• **Problem to solve**
Every entry below, from first to last, should be copied exactly.

═════ Records to use ═════

PR #4846, opened 2024-05-08
Show categories' parents in product view 

Cloud11PL:
## What type of PR is this?
- [ ] 💅 Refactor
- [ ] 🌟 Feature
- [ ] 🔥 Bug Fix
- [ ] 🔩 Maintenance

- closes #

CleanShot 2024-05-13 at 10 23 33

CleanShot 2024-05-13 at 10 24 01

Selected category with ancestors:
CleanShot 2024-05-13 at 10 24 32

## Have you written tests?
- [ ] Yes!


src/products/components/ProductOrganization/ProductOrganization.test.tsx
```diff
@@ -0,0 +1,184 @@
...
+      expect(screen.getByText("Shoes")).toBeInTheDocument();
+      expect(screen.getByText("Sneakers")).toBeInTheDocument();
+      expect(screen.getByText("Running")).toBeInTheDocument();
+    });
+  });
+  it("renders combobox with dropdown list with multiple ancestors", async () => {
+    // Arrange & Act
+    render(
+      <Router>
+        <ThemeProvider>
```
poulch, line 143: suggestion: create wrapper for this

src/searches/useCategorySearch.ts
```diff
@@ -14,6 +14,14 @@ export const searchCategories = gql`
         node {
           id
           name
+          ancestors(first: $first) {
```
poulch, line 17: question: what in case you will have more categories?

src/products/utils/utils.tsx
```diff
@@ -0,0 +1,33 @@
...
+type ChoiceWithAncestors = Choice & {
+  ancestors: {
+    edges: {
+      node: Choice;
+    }[];
+  };
+};
+
+export const getChoicesWithAncestors = (choices: ChoiceWithAncestors[]) =>
+  choices.map(category => {
```
poulch, line 19: suggestion: missing return type

src/searches/useCategorySearch.ts
Cloud11PL: I wouldn't worry about it now, it's a first iteration. We pass 10 here so it should be fine for most cases. If there are 10+ categories then the direct parents will not appear.

mirekm:
Parents should also be rendered once selected.
subcats

src/searches/useCategorySearch.ts
andrzejewsky, line 17: you pass here the same variable as for the root query (categories), which is wrong, this number should be either configured separately or even hardcoded so now the number of loaded categories indicates also amount of ancestors, which is not really expected here: having eg first 2 categories I still want eg. to have 3 ancestors (not 2)

**Consider:**
- keep number of ancestors as separate variable
- search categories query is used in several places, do you need ancestors in each? perhaps a separated query is more reasonable here? (think about it if you have time)

andrzejewsky (changes requested):

Cloud11PL:
@mirekm We've decided to reverse the order to "Grandparent / parent / *category*"

andrzejewsky (dismissed):

andrzejewsky (approved):

andrzejewsky (approved):

src/products/components/ProductOrganization/ProductOrganization.tsx
```diff
@@ -156,6 +159,47 @@ export const ProductOrganization: React.FC<ProductOrganizationProps> = props =>
...
+            startAdornment={val => {
+              if (categoryInputActive || disabled) {
+                return undefined;
+              }
+
+              let availableCategories = categories;
+
+              if (selectedProductCategory) {
+                availableCategories = [...categories, selectedProductCategory];
+              }
```
witoszekdev, line 183: suggestion: I think we should avoid using `let` if it can be solved with a ternary operator

```suggestion
              const availableCategories = selectedProductCategory ? [...categories, selectedProductCategory] : categories;
```

witoszekdev (changes requested):

src/products/components/ProductOrganization/ProductOrganization.tsx
Cloud11PL: you're right, thanks 😸

witoszekdev (approved):

andrzejewsky (approved):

═════

• **Your response**
PR #4846, opened 2024-05-08
Show categories' parents in product view 

Cloud11PL:
## What type of PR is this?
- [ ] 💅 Refactor
- [ ] 🌟 Feature
- [ ] 🔥 Bug Fix
- [ ] 🔩 Maintenance

- closes #

CleanShot 2024-05-13 at 10 23 33

CleanShot 2024-05-13 at 10 24 01

Selected category with ancestors:
CleanShot 2024-05-13 at 10 24 32

## Have you written tests?
- [ ] Yes!


src/products/components/ProductOrganization/ProductOrganization.test.tsx
```diff
@@ -0,0 +1,184 @@
...
+      expect(screen.getByText("Shoes")).toBeInTheDocument();
+      expect(screen.getByText("Sneakers")).toBeInTheDocument();
+      expect(screen.getByText("Running")).toBeInTheDocument();
+    });
+  });
+  it("renders combobox with dropdown list with multiple ancestors", async () => {
+    // Arrange & Act
+    render(
+      <Router>
+        <ThemeProvider>
```
poulch, line 143: suggestion: create wrapper for this

src/searches/useCategorySearch.ts
```diff
@@ -14,6 +14,14 @@ export const searchCategories = gql`
         node {
           id
           name
+          ancestors(first: $first) {
```
poulch, line 17: question: what in case you will have more categories?

src/products/utils/utils.tsx
```diff
@@ -0,0 +1,33 @@
...
+type ChoiceWithAncestors = Choice & {
+  ancestors: {
+    edges: {
+      node: Choice;
+    }[];
+  };
+};
+
+export const getChoicesWithAncestors = (choices: ChoiceWithAncestors[]) =>
+  choices.map(category => {
```
poulch, line 19: suggestion: missing return type

src/searches/useCategorySearch.ts
Cloud11PL: I wouldn't worry about it now, it's a first iteration. We pass 10 here so it should be fine for most cases. If there are 10+ categories then the direct parents will not appear.

mirekm:
Parents should also be rendered once selected.
subcats

src/searches/useCategorySearch.ts
andrzejewsky, line 17: you pass here the same variable as for the root query (categories), which is wrong, this number should be either configured separately or even hardcoded so now the number of loaded categories indicates also amount of ancestors, which is not really expected here: having eg first 2 categories I still want eg. to have 3 ancestors (not 2)

**Consider:**
- keep number of ancestors as separate variable
- search categories query is used in several places, do you need ancestors in each? perhaps a separated query is more reasonable here? (think about it if you have time)

andrzejewsky (changes requested):

Cloud11PL:
@mirekm We've decided to reverse the order to "Grandparent / parent / *category*"

andrzejewsky (dismissed):

andrzejewsky (approved):

andrzejewsky (approved):

src/products/components/ProductOrganization/ProductOrganization.tsx
```diff
@@ -156,6 +159,47 @@ export const ProductOrganization: React.FC<ProductOrganizationProps> = props =>
...
+            startAdornment={val => {
+              if (categoryInputActive || disabled) {
+                return undefined;
+              }
+
+              let availableCategories = categories;
+
+              if (selectedProductCategory) {
+                availableCategories = [...categories, selectedProductCategory];
+              }
```
witoszekdev, line 183: suggestion: I think we should avoid using `let` if it can be solved with a ternary operator

```suggestion
              const availableCategories = selectedProductCategory ? [...categories, selectedProductCategory] : categories;
```

witoszekdev (changes requested):

src/products/components/ProductOrganization/ProductOrganization.tsx
Cloud11PL: you're right, thanks 😸

witoszekdev (approved):

andrzejewsky (approved):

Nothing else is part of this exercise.